= John Bowden (minister) =

English Presbyterian minister

John Bowden (died 8 January 1750) was an English Presbyterian minister.

==Life==
While Bowden was identified, in Walter Wilson's manuscript list of dissenting academies, with the Bowden who studied under Henry Grove at Taunton, this was later taken to be an error.

Bowden was settled at Frome, Somerset, before 1700, as assistant to Humphrey Phillips, M.A. (silenced at Sherborne, Dorset, 1662, died 27 March 1707). He became sole minister on Phillips's death, and the meeting-house in Rook Lane was built for him in 1707. According to Dr. Evans's list he had a thousand hearers in 1717. Among them was Elizabeth Singer Rowe, whose funeral sermon Bowden preached in 1737. During the last nine years of his ministry Bowden was assisted successively by Alexander Houston (1741), Samuel Blyth (1742, moved to Birmingham 1746; see Bourn, Samuel, 1689-1754), Samuel Perrott, and Josiah Corrie (1750), who became his successor. There was a tablet to Bowden's memory outside the front of his meeting-house, which says that he died in 1750, and that he was "a learned man, an eloquent preacher, and a considerable poet."

Thomas Smith James referred to a trinitarian secession from his ministry. A writer in Notes and Queries (3rd ser. iv. 431) speaks of having in his possession a letter from Anne Yerbury, of Bradford, to Bowden's widow, dated January 1749, and forwarding An Essay towards ye character of my greatly esteemed Friend, the Rev. Mr. Bowden, which contains fulsome verses in reference to his poetical powers. Samuel Bowden, M.D., known as "the poet of Frome", was probably his brother. John Bowden does not seem to have published any separate volume of poetry. He is the author of a "Hymn to the Redeemer of the World" (34 stanzas), and a "Dialogue between a Good Spirit and the Angels" (11 pages), contained in Divine Hymns and Poems on several Occasions, &c., by Philomela and several other ingenious persons, 1704. The volume is dedicated to Sir Richard Blackmore, and the preface, which is unsigned, is probably by Bowden. "Philomela" is Elizabeth Singer Rowe; she had already published under this pseudonym in 1696.

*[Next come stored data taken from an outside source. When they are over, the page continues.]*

Issue #212, opened 2017-10-09
Generate new weaviate server based on swagger document 0.6.2


johnciocoiu:
Generate new weaviate server based on swagger document 0.6.2

PR #11495, opened 2026-05-27
test(reindex): replace time.Sleep with dynamic polling, cap poll intervals at 50ms

etiennedi:
## What

Removes every `time.Sleep` anti-pattern from the reindex acceptance suite and enforces a **≤50ms poll/tick interval everywhere** (existing `require.Eventually`/`EventuallyWithT` ticks included, not just sleeps).

Scope: **62 `time.Sleep` sites** + **~45 pre-existing `Eventually`/ticker intervals** that were >50ms, across `reindex_multinode`, `reindex_singlenode`, `reindex_concurrent`, `reindex_backup` (34 files).

## Why

A `time.Sleep` in a test is either (1) masking a window of temporarily-incorrect results, (2) an eventual-consistency wait that should be `require.Eventually`, or (3) a crude poll/pacing loop that should be a ticker/`Eventually`. None of those should be a fixed sleep. Coarse poll intervals are the same hazard in disguise: a 500ms tick in a divergence-detection test can't see a sub-500ms divergence window. Removing the sleeps also reclaims real wall-clock — the multinode restart tests alone burned ~3s of dead settle per assertion.

## Three classes of change

- **Masking settles removed** — `finalizing_crash` (×2), `in_flight_rangeable`, and the `migration_journeys` / `post_restart` post-restart per-replica histograms had a fixed settle sitting *immediately before* the correctness assertion. `AwaitReindexFinished` only confirms FINISHED on the **coordinator node**; the sleep was a guess at how long the *other* replicas needed. Replaced with `require.Eventually` convergence gates that poll every replica — a node still loading buckets gets its legitimate time, but one that **never converges fails loudly** instead of being slept past, and the histogram then runs as a post-convergence stability check.
- **Eventual-consistency waits** — fixed settle before all-replica asserts folded into `require.EventuallyWithT` polling every replica; the per-#212 diagnostic messages are preserved via `assert.*` on the `CollectT`.
- **Polling / pacing** — hand-rolled deadline loops → `Eventually`/`EventuallyWithT`; background invariant-checker goroutines → stop-aware `time.Ticker` (prompt shutdown on `close(stopCh)`, tighter in-flight sampling); all >50ms ticks lowered to 50ms.

Two sleeps remain by design: a single ≤50ms one-shot retry backoff, and a post-cutover sampling **window** (`tailDuration` — a duration to keep sampling, not a poll interval).

## Falsification (this is the experiment)

Some of these masking settles were almost certainly added to paper over real bugs that have since been fixed; the masking was never removed. Some bugs may **not** be fixed.

- **CI red under a convergence gate** → the removed sleep was masking a live (possibly since-introduced) bug; the failure log is the reproducer. We file it and fix it before merge.
- **CI green** → the sleep was dead weight from a since-fixed issue, and this removes it (and the wasted wall-clock).

Draft until CI completes so we can read that signal.

## Validation

`gofmt` clean, `go vet` clean, and all four test binaries build+link on all four packages. Full correctness validation is this PR's CI (these are docker-based e2e tests).

### DIFF
--- a/test/acceptance/reindex_backup/suite_test.go
+++ b/test/acceptance/reindex_backup/suite_test.go
@@ -372,7 +372,7 @@ func testPostRestartOrphanAuditClearsTracker(t *testing.T, ctx context.Context, 
 			filepath.Join(lsmPath, ".migrations", orphanDir),
 		})
 		return code != 0
-	}, 60*time.Second, 500*time.Millisecond,
+	}, 60*time.Second, 50*time.Millisecond,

Bowden died 8 January 1750 in Frome.

==Works==
Bowden is the author also of a few sermons:

- Sermon (1 Tim. iv. 16) at Taunton before an Assembly of Ministers, 1714.
- Sermon (Eccl. x. 16, 17) at Frome, on 20 Jan. 1714-5, 1715 (thanksgiving sermon for accession of George I).
- Exhortation, 1717, 3rd ed. 1719, charge at the ordination of Thomas Morgan at Frome, 6 September 1716, published with the ordination sermon, The Conduct of Ministers by Nicholas Billingsley, minister at Ashwick from 1710 to 1740. Morgan, who was independent minister at Bruton, Somersets, and afterwards at Marlborough (1715–26), became M.D., and was the author of The Moral Philosopher, 1738. The fact that Morgan, an independent at Marlborough, went to Frome for presbyterian ordination, is curious, and has been treated as an early indication of the theological divergences of the two bodies, but Morgan's Confession of Faith on the occasion is strongly trinitarian and Calvinistic.
- The Vanity of all Human Dependence, sermon (Ps. cxlvi. 3, 4) at Frome, 18 June, on the death of George I, 1727, dedicated to Benjamin Avery, LL.D., to whom Bowden was under "particular obligations".

Bowden was perhaps the grandfather of Joseph Bowden, "born at or near Bristol", who entered Daventry Academy under Ashworth in 1769. He was minister at Call Lane, Leeds, for over forty years, from about 1778, and author of (1) Sermons delivered to the Protestant Dissenters at Leeds, 1804; (2) Prayers and Discourses for the use of Families, in two parts, 1816.